Extant literature has covered the asset allocation problem quite extensively.
In financial literature, there are two categories of methods to address this problem.
One is the mean-variance analysis of Markowitz (1952), which suggests the efficient frontier representing the best portfolios in terms of return-risk tradeoff. The mean-variance analysis, however, is prone to two fundamental flaws: the single-period framework, and the inappropriate utility function assumed for the investor (Brennan et al., 1997).

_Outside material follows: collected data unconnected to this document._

Issue #278, opened 2019-07-23
[owners] implement file level only owner


erwinmombay:
scoped at directory level traversing down the subtree for ownership inheritance

erwinmombay:
migrated from: https://github.com/google/github-owners-bot/issues/4

rcebulko:
## Syntax proposal
### Patterns

Support _extremely_ simple pattern-based paths
  - `*` represents any string of characters (glob, not regex)
  - by default, applies recursively (ie. `*.css` applies to all CSS files in folder and subdirectories)
  - with `./` prefix, applies only to current directory (ie. `./*.css` applies to `./main.css` but not `./foo/bar.css`)
  - if no glob pattern is present, it's an exact match (ie. `./package.json` matches only `package.json` in that directory, while `package.json` matches all `package.json` files in all subdirectories as well)
  - multiple comma-separated patterns may be specified (ex. `*.js, *.css`)

Pattern ownership is additive
  - if `user1` is listed in the OWNERS file as owning the directory, then `user1` also owns any pattern-based rules

For the purposes of the reviewer selection algorithm, pattern-based rules have the same depth as the directory ownership rules.

### Rules

Pattern-based rules will be defined as a dict in the OWNERS.yaml file, adjacent in the list to the file owners. They key will be the pattern, while the value will be the list of owners of files affected by the pattern. Example:

```yaml
- alice
- bob
- ./package.json:
  - charlie
```

 In the case of an OWNERS file with pattern rules but no directory owners, the dict should still be within a list. Example:

```yaml
- *.css:
  - alice
  - bob
```

rcebulko:
Note: Pattern-based rules are **_NOT_** planned to support subdirectories/full paths at this time. Unless a need arises, the appropriate subdirectory can have its own OWNERS file.

rcebulko:
@rsimha @erwinmombay Any opinions?

erwinmombay:
could we follow glob matching rules were **/* is needed for recursive matching? just to align with glob rules properly

rcebulko:
@erwinmombay So instead of `*.js` to match recursively and `./*.js` to match in same-directory only, use `*.js` for same-directory and `**/*.js` for recursive?

rcebulko:
[...]

PR #386, opened 2019-09-06
Add file matching for pattern-based rules

rcebulko:
First step towards #278 

This PR adds the rule class that handles matching files based on a glob pattern. It also splits the definition of rule classes into a separate `rules` module.

Note that the parser does not yet create these pattern-based rules.

@danielrozenberg Again, this looks like a lot if you look at the files alone, but 90% of this PR is tests and moving code out into a new module.

### DIFF
--- a/owners/src/owners.js
+++ b/owners/src/owners.js
@@ -226,6 +226,55 @@ class OwnersRule {
 }
 
 /**
+ * A pattern-based ownership rule applying to all matching files in the
+ * directory and all subdirectories.
+ *
+ * Treats `*` as a wildcard glob pattern; all other characters are treated as
+ * literals.
+ */
+class PatternOwnersRule extends OwnersRule {
+  /**
+   * Constructor.
+   *
+   * @param {!string} ownersPath path to OWNERS file.
+   * @param {string[]} owners list of GitHub usernames of owners.
+   * @param {!string} pattern filename/type pattern.
+   */
+  constructor(ownersPath, owners, pattern) {
+    super(ownersPath, owners);
+    this.pattern = pattern;
+    this.regex = new RegExp(
+      pattern
+        .split('*')
+        .map(PatternOwnersRule.escapeRegexChars)
+        .join('.*?')
+        .split(/\s*,\s*/)
+        .join('|')
+    );
+  }
+
+  /**
+   * Escapes all regex characters in a string.
+   *
+   * @param {!string} str string to escape.
+   * @return {string} copy of the string that can be used in a regex.
+   */
+  static escapeRegexChars(str) {
+    return str.replace(/[[\]{}()*+?.\\^$|]/g, '\\$&');
+  }
+
+  /**
+   * Test if a file is matched by the pattern rule.
+   *
+   * @param {!string} filePath relative path in repo to the file being checked.
+   * @return {boolean} true if the rule applies to the file.
+   */
+  matchesFile(filePath) {
+    return this.regex.test(path.basename(filePath));
+  }
+}
+
+/**
  * Parser for OWNERS.yaml files.
  */
 class OwnersParser {
@@ -291,4 +340,4 @@ class OwnersParser {
   }
 }
 
-module.exports = {OwnersParser, OwnersRule, OwnersTree};
+module.exports = {OwnersParser, OwnersRule, PatternOwnersRule, OwnersTree};
--- a/owners/src/owners.js
+++ b/owners/src/owners.js
@@ -16,6 +16,7 @@
 
 const path = require('path');
 const yaml = require('yamljs');
+const {OwnersRule} = require('./rules.js');
 
 /**
  * A tree of ownership keyed by directory.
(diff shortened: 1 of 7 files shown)


owners/test/index.test.js
```diff
@@ -526,55 +526,4 @@ describe('owners bot', () => {
       await probot.receive({name: 'pull_request_review', payload: review35});
     });
   });
-
-  describe('when there is a failure to run the check', () => {
```
rcebulko: This was a relic that should have been removed in the PR that moved error checking into OwnersCheck.

owners/src/rules.js
```diff
@@ -84,8 +84,6 @@ class PatternOwnersRule extends OwnersRule {
         .split('*')
         .map(PatternOwnersRule.escapeRegexChars)
         .join('.*?')
-        .split(/\s*,\s*/)
```
rcebulko: Realized this should be a part of the parser, not a part of the rule itself.

owners/src/owners.js
```diff
@@ -219,6 +219,55 @@ class OwnersRule {
...
+  }
+
+  /**
+   * Escapes all regex characters in a string.
+   *
+   * @param {!string} str string to escape.
+   * @return {string} copy of the string that can be used in a regex.
+   */
+  static escapeRegexChars(str) {
+    return str.replace(/[[\]{}()*+?.\\^$|]/g, '\\$&');
```
danielrozenberg: YO DAWG I HEARD YOU LIKE REGEX

owners/src/owners.js
```diff
@@ -219,6 +219,55 @@ class OwnersRule {
...
+  constructor(ownersPath, owners, pattern) {
+    super(ownersPath, owners);
+    this.pattern = pattern;
+    this.regex = new RegExp(
+      pattern
+        .split('*')
+        .map(PatternOwnersRule.escapeRegexChars)
+        .join('.*?')
+        .split(/\s*,\s*/)
+        .join('|')
```
danielrozenberg: This is kind of cryptic... I wonder if using something like [minimatch](https://www.npmjs.com/package/minimatch) or [glob](https://www.npmjs.com/package/glob) instead of this whole shebang would make sense

owners/test/owners.test.js
```diff
@@ -254,9 +258,77 @@ describe('owners rules', () => {
...
+
+    describe('regexEscape', () => {
+      it.each([
+        ['file.txt', 'file\\.txt'],
+        ['this+that.txt', 'this\\+that\\.txt'],
+        ['*.css, *.js', '\\*\\.css, \\*\\.js'],
+        ['with space.txt', 'with space\\.txt'],
+        ['with-hyphen.txt', 'with-hyphen\\.txt'],
+      ])('escapes "%p" as "%p"', (text, expected) => {
+        expect(PatternOwnersRule.escapeRegexChars(text)).toEqual(expected);
```
danielrozenberg: This seems like it should only be an internal method. Can you test the higher-level function that calls this instead, like you do above?

owners/test/owners.test.js
```diff
@@ -254,9 +258,77 @@ describe('owners rules', () => {
...
+      });
+
+      it('matches comma-separated patterns', () => {
+        const rule = new PatternOwnersRule('OWNERS.yaml', [], '*.js, *.css');
+
+        expect(rule).toMatchFile('main.js');
+        expect(rule).toMatchFile('style.css');
+      });
+
+      it('matches files in subdirectories', () => {
```
danielrozenberg: it.each

owners/src/owners.js
```diff
@@ -217,6 +218,16 @@ class OwnersRule {
...
     return true;
   }
+
+  /**
+   * Describe the rule.
+   *
+   * @return {string} description of the rule.
+   */
+  toString() {
+    const ownersList = this.owners.length ? this.owners.join(', ') : '-';
```
danielrozenberg: In what cases would this be empty? Only when the OWNERS.yaml file is empty? That's an error, right?

owners/test/owners.test.js
```diff
@@ -226,14 +226,14 @@ describe('owners tree', () => {
...
           '└───foo',
-          ' * child',
+          ' * All: child',
           '    └───bar',
           '        └───baz',
-          '         * descendant',
+          '         * All: descendant',
           '└───biz',
-          ' * child',
+          ' * All: child',
```
danielrozenberg: Add file specific rules to this test

owners/src/owners.js
rcebulko: lawlz

owners/src/owners.js
rcebulko: The bottom two lines here disappear in a later, the comma bit belongs in the parser, which just leaves `*` as the only thing being replaced.

owners/test/owners.test.js
rcebulko: Sure, I'll move some of these tests to `matchesFile`

owners/src/owners.js
rcebulko: You're right, I was thinking in cases where there are pattern-based rules but no regular rules, but in that case the rule would never be created without owners. Removing this logic.

owners/src/owners.js
rcebulko: Raised discussion in #278

owners/test/owners.test.js
rcebulko: Done.

owners/src/owners.js
rcebulko: Done.

owners/test/owners.test.js
rcebulko: Done.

The solution to a static portfolio choice problem can be different from the solution to a multi-period dynamic problem (Campbell, 2000).

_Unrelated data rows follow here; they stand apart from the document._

PR #394, opened 2019-09-09
Improve status check and check-run output

rcebulko:


owners/src/owners_check.js
```diff
@@ -203,14 +203,14 @@ class OwnersCheck {
         );
 
         if (fileApprovers.length) {
-          return `- ${filename} (${fileApprovers.join(', ')})`;
+          return `- ${filename} _(${fileApprovers.join(', ')})_`;
```
danielrozenberg: So.... this _could_ break if two one have a username that starts with a `_`. This is such an edge case that I don't know if you care about fixing it, but you could map the fileApprovers to prefix with a slash if the first character of the username is `_` :)

rcebulko: That's a great catch! I didn't even think about Markdown escaping to be honest. I'll do it for all usernames and files as well, since the filenames could easily have underscores that start adding and removing italics all over the place.

rcebulko: Update: I just tried to create such a username, and got the following error from GitHub: **Username may only contain alphanumeric characters or single hyphens, and cannot begin or end with a hyphen.** So it looks like underscores aren't even allowed, and definitely not on either end, probably for this exact reason. Regardless, it seems like an unlikely or impossible edge case that's not worth fixing :)

danielrozenberg: Ha, fair. I thought I've seen usernames with underscore but it's probably either my imagination or legacy usernames :P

The other method to construct optimal portfolios originated from Merton (1971;
1990). The literature along this line formulates the asset allocation problem as a stochastic optimal control problem; solutions are characterized by Hamilton-Jacobi-Bellman (HJB) partial differential equations (PDE) but it is difficult to get a closed-form solution from a high-dimensional PDE. Also, numerical solutions of PDE can be obtained only in rare cases. Cox and Huang (1989) made conceptual progress by showing that one can apply the Martingale representation theory to reduce the stochastic dynamic programming problem to a static problem in complete markets. However, few closed-form solutions have been available, except for the simplest cases, and complex hedging terms are difficult to evaluate numerically.

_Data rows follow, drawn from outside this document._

PR #398, opened 2019-09-09
Collect and display OWNERS parser errors

rcebulko:


owners/src/types.js
```diff
@@ -42,4 +42,14 @@ let FileTreeMap;
...
 
+/**
+ * The result of parsing OWNERS rules, along with any errors encountered.
+ *
+ * @typedef {{
+ *   rules: null|OwnersRule[],
+ *   errors: OwnersParserError[],
+ * }}
+ */
+let OwnersParserResult;
```
rsimha: This line might need a trailing ` // eslint-disable-line no-unused-vars` if the linter complains.

owners/src/parser.js
```diff
@@ -37,23 +46,29 @@ class OwnersParser {
    * Parse an OWNERS.yaml file.
    *
    * @param {!string} ownersPath OWNERS.yaml file path.
-   * @return {OwnersRule} parsed OWNERS file rule.
+   * @return {OwnersParserResult} parsed OWNERS file rule.
```
erwinmombay: add `!`

owners/src/parser.js
```diff
@@ -66,9 +81,19 @@ class OwnersParser {
...
+    const allErrors = [];
+
+    ownersPaths.forEach(ownersPath => {
+      const {rules, errors} = this.parseOwnersFile(ownersPath);
+      allRules.push(...rules);
+      allErrors.push(...errors);
+    });
+
+    return {
+      rules: allRules,
```
erwinmombay: this makes it not nullable then right? in the definition it states it can be nullable

owners/src/parser.js
rcebulko: `!` is not used in the `@return` tag, only in `@param` tags. `@return` requires an explict `null|Type` if the return value is optional/nullable.

owners/src/types.js
rcebulko: It was missing from the `module.exports`; fixed.

owners/src/parser.js
```diff
@@ -37,23 +46,29 @@ class OwnersParser {
...
     const lines = yaml.parse(contents);
+    const errors = [];
+    const rules = [];
 
-    if (!(lines instanceof Array)) {
-      this.logger.warn(
-        `Failed to parse file '${ownersPath}'; must be a YAML list`
+    if (lines instanceof Array) {
+      const stringLines = lines.filter(line => typeof line === 'string');
+      const ownersList = stringLines.filter(line => line.indexOf('/') === -1);
```
erwinmombay: couldn't you do this in one filter? doesn't look like you need the intermediate stringLines var

owners/src/parser.js
rcebulko: Removed `null|` from typedef; resolving.

owners/src/parser.js
rcebulko: This sets up for later PRs which will be splitting rules into dicts and strings, since dicts will be used for pattern-based rules.

owners/src/parser.js
rcebulko: Update: Not sure where I read this, but I distinctly recall using `!` until I was corrected/got some lint error/typescript warning to remove them. Now I don't know what to believe. At some point I'll be updating eslint's config around JSDoc (specifically `Array<T>` vs `T[]`; I'll look into this then.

We need a powerful tool to integrate the asset allocation problem and leverage strategies for efficient asset and liability management by life insurers. A company-wide simulation model is one such tool (Browne, Carson and Hoyt, 1999;
Browne, Carson and Hoyt, 2001; Kaufmann et al., 2001; and Hardy, 1993, 1996).1 It is a “systemic approach” to financial modeling which projects financial results under a variety of possible scenarios, showing how outcomes might be affected by changing business, competitive and economic conditions.” The system starts with two fundamental equations, as follows:
1 A company-wide simulation system is often named as “Dynamic Financial Analysis” (DFA) system in the non-life insurance industry. What is called DFA in non-life insurance is also known as “Asset Liability Management” (ALM) in life insurance.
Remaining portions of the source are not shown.